Read the records below and report each line in which "other" occurs.

*** Dataset records

Issue #313, opened 2022-04-22
ID and Resources rework


BenChueng0422:
**Is your feature request related to a problem? Please describe.**
Fix the compatibility and readability of IDs.

**Describe the solution you'd like**
Rework of the IDs, also the resources like structures.

Makkkkus:
Reliant upon #315

PR #391, opened 2022-07-30
Adds more localizations with IDs

BenCheung0422:
Added more localizations.
Remapped localizations with IDs except items, tiles and entities. (Partly implemented #313)
Some other small tweaks and modifications.
Added minicraft.screen.PopupDisplay.
Removed minicraft.screen.WorldEditDisplay.
Better Java 8 compatibility.
Added more tags to logging.
Added key binding conflict check.


src/main/java/minicraft/core/Game.java
```diff
@@ -68,22 +68,26 @@ public static void exitDisplay() {
...
+		// Applying Game#debug first.
+
 		Analytics.GameStartup.ping();
 
-		Initializer.parseArgs(args); // Parses the command line arguments
+		// Load default loc.
+		Localization.loadLanguage();
+		/* DO NOT trigger any other classes before this.
+		* Including static initialization.
+		*/
```
Makkkkus, line 80: Usually, we don't add comments under a statement.

Makkkkus (commented):
Couldn't really find anything wrong with this, so good job!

******

• [Output for this exercise]:
Some other small tweaks and modifications.
+		/* DO NOT trigger any other classes before this.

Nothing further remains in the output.